Biobased polyester versus synthetic fiberglass casts for treating stable upper limb fractures in children: a randomized controlled trial.

BACKGROUND

Stable upper limb fractures, such as radius, ulna, or distal humerus fractures, are common pediatric orthopedic traumas that are traditionally managed with cast immobilization. The commonly used synthetic fiberglass cast is light and water resistant but may promote skin itchiness during casting, which is a common complaint of patients. In addition, these diisocyanate-based casts have been proven to be toxic and may cause asthma. Herein, we introduce a novel biobased polyester cast to compare its clinical outcomes and patient satisfaction with conventional synthetic fiberglass casts.

METHODS

From Feb 2022 to Nov 2022, we undertook a single-center prospective randomized trial involving 100 children with cast-immobilized stable upper limb fractures. These patients were randomized into either biobased polyester or synthetic fiberglass groups. All patients were regularly followed up till the cast removal which occurred approximately 3-4 weeks after immobilizing. Objective clinical findings and subjective patient questionnaire were all collected and analyzed.

RESULTS

According to the radiographs taken on the day of cast removal, there was no loss of reduction in both groups.
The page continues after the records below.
PR #976, opened 2023-07-31
feat: dcent

### LINKED ISSUE #958: D'cent Integration

0xKheops:
- Closes #958 

Misc : 
- Can now sign transactions on legacy evm gas networks (ex: send BNB) with ledger
- Refactored Ledger signing components so they share same props as D'Cent signing components (for both evm & substrate)

Note : most commits are marked as unverified because pushed from my Windows VM. Didn't take time to configure GitHub SSH.


apps/extension/src/core/domains/balances/types.ts
```diff
@@ -21,9 +21,14 @@ export type AddressesByEvmNetwork = {
...
   addresses: string[]
 }
+export type AddressesByTokens = {
+  tokenIds: TokenId[]
+  addresses: string[]
+}
 export interface RequestBalancesByParamsSubscribe {
   addressesByChain: AddressesByChain
   addressesByEvmNetwork: AddressesByEvmNetwork
+  addressesByTokens: AddressesByTokens
```
chidg: Slightly confused by the shape of this type given the name - I notice that `AddressesByEvmNetwork` is a different shape to `AddressesByChain` and you're following that with `AddressesByTokens`. IMO a variable with name `xByY` should have a shape like `Record<y, x[]>`. Not a blocker but would be nice to make consistent in future.

apps/extension/src/ui/domains/Sign/SignDcentEthereum.tsx
```diff
@@ -0,0 +1,187 @@
...
+
+const signWithDcent = async (
+  method: EthSignMessageMethod | "eth_sendTransaction",
+  // eslint-disable-next-line @typescript-eslint/no-explicit-any
+  payload: any,
+  accountPath: string
+): Promise<HexString> => {
+  switch (method) {
+    // case "eth_signTypedData":
+    // case "eth_signTypedData_v1":
```
chidg: These commented methods are not compatible with Dcent? If so maybe you should add an additional comment to explain

chidg (dismissed):
Comments not blocking... LGTM

chidg (approved):
LGTM

PR #977, opened 2023-07-31
fix: dev mode watch ignore paths

0xKheops:


chidg:
Much faster reloads, thanks for noticing this!

chidg (approved):
LGTM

The incidence of skin problems was 3.4 times higher in the synthetic fiberglass group than in the biobased polyester group. For the subjective questionnaire, the biobased polyester cast was preferred in every sub-item.

CONCLUSIONS

Our study strongly suggested that the novel biobased polyester cast provides matching stability to conventional fiberglass casts and improves patient satisfaction in an eco-friendlier and safer way.

TRIAL REGISTRATION

ClinicalTrials.gov Protocol Registration and Results System ( https://www.

CLINICALTRIALS

gov/ ; ID: NCT06102603; Date: 26/10/2023).